[Stored data entries]
# # # # #

PR #4468, opened 2026-07-25
Add AvailabilityModel enum for plant availability models

chris-ashe:
## Checklist

### DIFF
--- a/process/core/scan.py
+++ b/process/core/scan.py
@@ -17,6 +17,7 @@ from process.core.solver import constraints
 from process.core.solver.solver_handler import SolverHandler
 from process.data_structure.numerics import FiguresOfMerit, PROCESSRunMode
 from process.data_structure.scan_variables import IPNSCNS, NOUTVARS, ScanData
+from process.models.availability import AvailabilityModel
 
 if TYPE_CHECKING:
     from process.core.model import DataStructure, Model
@@ -1145,7 +1146,10 @@ class Scan:
             case 20:
                 self.data.constraints.t_burn_min = swp[iscn - 1]
             case 22:
-                if self.data.costs.i_plant_availability == 1:
+                if (
+                    AvailabilityModel(self.data.costs.i_plant_availability)
+                    == AvailabilityModel.WARD_TAYLOR
+                ):
                     raise ProcessValueError(
                         "Do not scan f_t_plant_available if i_plant_availability=1"
                     )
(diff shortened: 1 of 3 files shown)


timothy-nunn (changes requested):
I believe you are still missing some places where the switch value is checked:

Image


Image

process/core/scan.py
```diff
@@ -1145,7 +1146,10 @@ def scan_select(self, nwp, swp, iscn):
             case 20:
                 self.data.constraints.t_burn_min = swp[iscn - 1]
             case 22:
-                if self.data.costs.i_plant_availability == 1:
```
timothy-nunn, line 1148: Is there a reason this only applies to `i_plant_availability == 1`? I find it more likely that this should be checking `AvailabilityModel(self.data.costs.i_plant_availability) != AvailabilityModel.INPUT`... I.e. don't scan if `f_t_plant_available` is not being input because the scanned value will get overwritten by the model

process/core/solver/objectives.py
```diff
@@ -70,7 +71,10 @@ def objective_function(minmax: int, data: DataStructure) -> float:
     elif figure_of_merit == FiguresOfMerit.PULSE_LENGTH:
         objective_metric = data.times.t_plant_pulse_burn / 2.0e4
     elif figure_of_merit == FiguresOfMerit.PLANT_AVAILABILITY_FACTOR:
-        if data.costs.i_plant_availability != 1:
+        if (
+            AvailabilityModel(data.costs.i_plant_availability)
+            != AvailabilityModel.WARD_TAYLOR
+        ):
```
timothy-nunn, line 77: Similar question, is this correct anymore. Shouldn't you be able to optimise if using model 1, 2, or 3?

timothy-nunn (commented):
Couple of questions about code that seems might be outdated and from when we only had 1 availability model. Otherwise happy with code changes you have made.

process/core/scan.py
chris-ashe: Yes thats true will change the above

process/core/scan.py
```diff
@@ -1148,7 +1148,7 @@ def scan_select(self, nwp, swp, iscn):
             case 22:
                 if (
                     AvailabilityModel(self.data.costs.i_plant_availability)
-                    == AvailabilityModel.WARD_TAYLOR
+                    != AvailabilityModel.USER_INPUT
                 ):
                     raise ProcessValueError(
                         "Do not scan f_t_plant_available if i_plant_availability=1"
```
timothy-nunn: This message needs to be updated to reflect the new error condition

timothy-nunn (changes requested):

timothy-nunn (approved):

# # # # #

▸ **EXERCISE DIRECTIONS**: Retype every entry word for word.

▸ **ANSWER FOR THE TASK**:
PR #4468, opened 2026-07-25
Add AvailabilityModel enum for plant availability models

chris-ashe:
## Checklist

### DIFF
--- a/process/core/scan.py
+++ b/process/core/scan.py
@@ -17,6 +17,7 @@ from process.core.solver import constraints
 from process.core.solver.solver_handler import SolverHandler
 from process.data_structure.numerics import FiguresOfMerit, PROCESSRunMode
 from process.data_structure.scan_variables import IPNSCNS, NOUTVARS, ScanData
+from process.models.availability import AvailabilityModel
 
 if TYPE_CHECKING:
     from process.core.model import DataStructure, Model
@@ -1145,7 +1146,10 @@ class Scan:
             case 20:
                 self.data.constraints.t_burn_min = swp[iscn - 1]
             case 22:
-                if self.data.costs.i_plant_availability == 1:
+                if (
+                    AvailabilityModel(self.data.costs.i_plant_availability)
+                    == AvailabilityModel.WARD_TAYLOR
+                ):
                     raise ProcessValueError(
                         "Do not scan f_t_plant_available if i_plant_availability=1"
                     )
(diff shortened: 1 of 3 files shown)


timothy-nunn (changes requested):
I believe you are still missing some places where the switch value is checked:

Image


Image

process/core/scan.py
```diff
@@ -1145,7 +1146,10 @@ def scan_select(self, nwp, swp, iscn):
             case 20:
                 self.data.constraints.t_burn_min = swp[iscn - 1]
             case 22:
-                if self.data.costs.i_plant_availability == 1:
```
timothy-nunn, line 1148: Is there a reason this only applies to `i_plant_availability == 1`? I find it more likely that this should be checking `AvailabilityModel(self.data.costs.i_plant_availability) != AvailabilityModel.INPUT`... I.e. don't scan if `f_t_plant_available` is not being input because the scanned value will get overwritten by the model

process/core/solver/objectives.py
```diff
@@ -70,7 +71,10 @@ def objective_function(minmax: int, data: DataStructure) -> float:
     elif figure_of_merit == FiguresOfMerit.PULSE_LENGTH:
         objective_metric = data.times.t_plant_pulse_burn / 2.0e4
     elif figure_of_merit == FiguresOfMerit.PLANT_AVAILABILITY_FACTOR:
-        if data.costs.i_plant_availability != 1:
+        if (
+            AvailabilityModel(data.costs.i_plant_availability)
+            != AvailabilityModel.WARD_TAYLOR
+        ):
```
timothy-nunn, line 77: Similar question, is this correct anymore. Shouldn't you be able to optimise if using model 1, 2, or 3?

timothy-nunn (commented):
Couple of questions about code that seems might be outdated and from when we only had 1 availability model. Otherwise happy with code changes you have made.

process/core/scan.py
chris-ashe: Yes thats true will change the above

process/core/scan.py
```diff
@@ -1148,7 +1148,7 @@ def scan_select(self, nwp, swp, iscn):
             case 22:
                 if (
                     AvailabilityModel(self.data.costs.i_plant_availability)
-                    == AvailabilityModel.WARD_TAYLOR
+                    != AvailabilityModel.USER_INPUT
                 ):
                     raise ProcessValueError(
                         "Do not scan f_t_plant_available if i_plant_availability=1"
```
timothy-nunn: This message needs to be updated to reflect the new error condition

timothy-nunn (changes requested):

timothy-nunn (approved):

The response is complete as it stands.